Self-hosted internal knowledge assistant

Context

At Delta Holding, one of the high-value internal AI opportunities was an assistant that could make internal knowledge more usable without ignoring the operational realities of a large business environment.

Problem

Internal assistant work becomes serious once the system has to be governable after launch. Hosting, identity, access boundaries, retrieval quality, operator controls, and post-launch visibility all matter. A basic retrieval-backed chatbot is easy to demo. A useful internal system is harder to run responsibly.

That was the real bar here. The system needed to work as an employee-facing assistant without becoming opaque to the people who would have to manage content, permissions, quality issues, and operating cost once it was live.

What I built

I implemented a self-hosted internal knowledge assistant built for real internal use, using a Dockerized Flask/PostgreSQL stack, pgvector-based retrieval, LangChain-assisted document ingestion, and Azure AD SSO.

The practical result was a governed internal assistant that employees could use against approved knowledge while operators could review feedback, knowledge gaps, usage, cost, and system health after launch.

The public-safe adoption and feedback signal is summarized below.

The visible layer was chat and retrieval. The more important part was the operator/admin layer around it, including:

resource and knowledge-base management for the underlying document set
user and role controls with company- and department-aware access behavior
feedback and quality loops, including answer reactions, negative-feedback signals, knowledge-gap review, and response attribution
usage analytics and cost visibility for post-launch monitoring
structured logging, load testing, health checks, and admin views for ongoing operation

The point was not to collect infrastructure labels. It was to support a system that could be operated, reviewed, and improved after launch.

At a public-safe level, the operating model looked roughly like this:

Operating model

Employee-facing use and operator review were designed together so the system could stay useful after launch.

Employee-facing layer

01 / access

Sign-in and scoped access

Azure AD sign-in and access bounded to approved internal knowledge.

02 / ask

Ask over internal knowledge

Questions handled through retrieval shaped for internal use rather than open-ended chat.

03 / answer

Grounded answer + feedback

Retrieval-backed responses plus user feedback signals that could flow into later review.

Operator / governance layer

04 / content

Resources and ingestion

Knowledge-base management and document ingestion for the underlying content set.

05 / quality

Feedback, gaps, and attribution

Operator review across feedback signals, knowledge gaps, and response attribution.

06 / observe

Usage, costs, and health

Admin visibility into adoption, spend, and system health after launch.
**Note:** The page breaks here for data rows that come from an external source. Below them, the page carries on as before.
PR #731, opened 2020-04-07
OCD-2162: Support Developer Change Request for Developer Details

andlar:


src/app/components/change-request/change-requests.html
```diff
@@ -13,6 +13,18 @@
...
+        <div uib-dropdown auto-close="outsideClick" class="btn-group">
+          <button class="btn btn-default dropdown-toggle" type="button" id="filter-type-button" uib-dropdown-toggle aria-haspopup="true" aria-expanded="true">
+            <i class="fa fa-filter"></i> Request Type
+          </button>
+          <ul class="dropdown-menu" aria-labeledby="filter-type-button" uib-dropdown-menu>
+            <st-list-multiple
+              collection="$ctrl.changeRequests"
+              predicate="requestType"
+              fixed-items="$ctrl.filterItems.types"
+              ></st-list-multiple>
```
tmy1313, line 25: Is this the formatting you intended?

andlar: Yep. It's similar to the trailing comma thing. If the "close" line was on the same line as the fixed-items line, then the next time I need to add a new attribute it'd require the fixed-items line to be changed, according to git, when it isn't functionally changed

PR #744, opened 2020-05-08
OCD-3117:  feat!: Add filters to Complaints pages 

andlar:


src/app/components/filter/filter.component.js
```diff
@@ -0,0 +1,82 @@
...
+          let filterData = {};
+          filterData.dataFilter = this.filterText;
+          filterData.tableState = this.tableController.tableState();
+          return filterData;
+          }
+
+          tableStateListener (tableController) {
+          this.tableController = tableController;
+          }
+        */
```
tmy1313, line 77: Is there a purpose for leaving in the commented code?

src/app/index.scss
```diff
@@ -813,12 +815,17 @@ option[label^="Removed"] {
...
     }
+
+    &.rotate {
+        flex-direction: column;
+    }
 }
 
 .flex-item {
-    min-width: 150px;
+    //min-width: 150px;
```
tmy1313, line 825: Commented out styles.  Is this intentional?

src/app/components/filter/filter.component.js
andlar: Forgot to remove that one. Had hoped to make the filter component handle all of this stuff, but couldn't figure that out

src/app/index.scss
andlar: Everything in the styles is pending review / update from UX team. I want to keep some of the style stuff around because it was added for a reason, but I'm not sure if the reason still exists. Before it gets really deployed / UX finalized I'd expect the commented out stuff to be removed / cleaned up.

Operating-model view — employee-facing use above, operator review below. Exact org mappings, prompt configuration, endpoints, and deployment details are intentionally omitted.
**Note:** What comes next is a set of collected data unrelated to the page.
PR #763, opened 2020-06-18
OCD-2944 - Update ACB specific jobs to use ACB ids rather than names

tmy1313:


andlar (dismissed):

kekey1 (dismissed):

kekey1 (dismissed):

src/app/index.constants.js
```diff
@@ -7,5 +7,6 @@
         .constant('MINUTES_BETWEEN_KEEPALIVE', 5)
         .constant('RELOAD_TIMEOUT', 3000)
         .constant('SPLIT_PRIMARY', '☺')
-        .constant('SPLIT_SECONDARY', '☹');
+        .constant('SPLIT_SECONDARY', '☹')
+        .constant('SPLIT_COMMA', ',');
```
andlar: I don't think this is necessary. In all of our other splits & merges in the UI project we just use the actual character that is being split or merged on. The SPLIT_PRIMARY and SPLIT_SECONDARY constants are there for two reasons. The first is that when we use those we're splitting/merging on fields that have user entered data, so we needed to find characters that were unlikely to be in the user generated information, and if/when that ever broke we could update them to a "more obscure" character as needed. The second reason is that the two characters we use in those SPLIT_* constants can't actually be typed on a keyboard, so by making them constants we're able to avoid having to do a copy/paste when needing to use them

I can see two paths forward:
1) Remove the constant entirely. This has the advantage of removing all of the places where the constant needs to be injected, shrinks the lines that use it from needing 15-ish characters to three, and makes it explicit what characters we're using. This is also consistent with the other few dozen places in the UI where we do splits/joins on data that we know has a structured format
2) Keep the constant. If we do this, for consistency's sake I think we'd need to go through all of the other split/joins and replace them with new constants. In a quick search of our code I think we use all of the characters in: `. ; - ( ) : # $` as well as the regex `/ /`. Also, if we do keep the constant, I think the name needs to change. If, for some reason, we need to change the split character to a semi-colon, or slash, `SPLIT_COMMA` would then be a name that didn't match what the character was

src/app/pages/administration/jobs/scheduled/triggers.component.js
```diff
@@ -38,6 +42,14 @@ export const JobsScheduledTriggersComponent = {
                 data: trigger,
             });
         }
+
+        _getAcb (acbId) {
+            return this.acbs.find(acb => acb.id === acbId)
+        }
+
+        _getAcbNamesCommaDelimited (acbs) {
```
andlar: Could this be something like `getFormattedAcbs`? If we needed to change this to have `/` delimited, or formatted as list items, or maybe with both the ACB name and ACB code, or something, the name wouldn't make sense. The method is there to get a list of the ACBs, formatted in a way that meets requirements; the fact that it's names separated by commas is an implementation detail

andlar (changes requested):

kekey1 (approved):

andlar (approved):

What made it more than chat over documents?

The important layer was not the chat interface. It was the operating model around it: identity, scoped access, content ownership, feedback review, usage visibility, cost monitoring, and health checks.

Those choices made the assistant something the organization could operate, not just something employees could try.

Delivery context

My role

I implemented the assistant and the operator-facing surfaces around retrieval, access, quality signals, and operational visibility needed for real internal use.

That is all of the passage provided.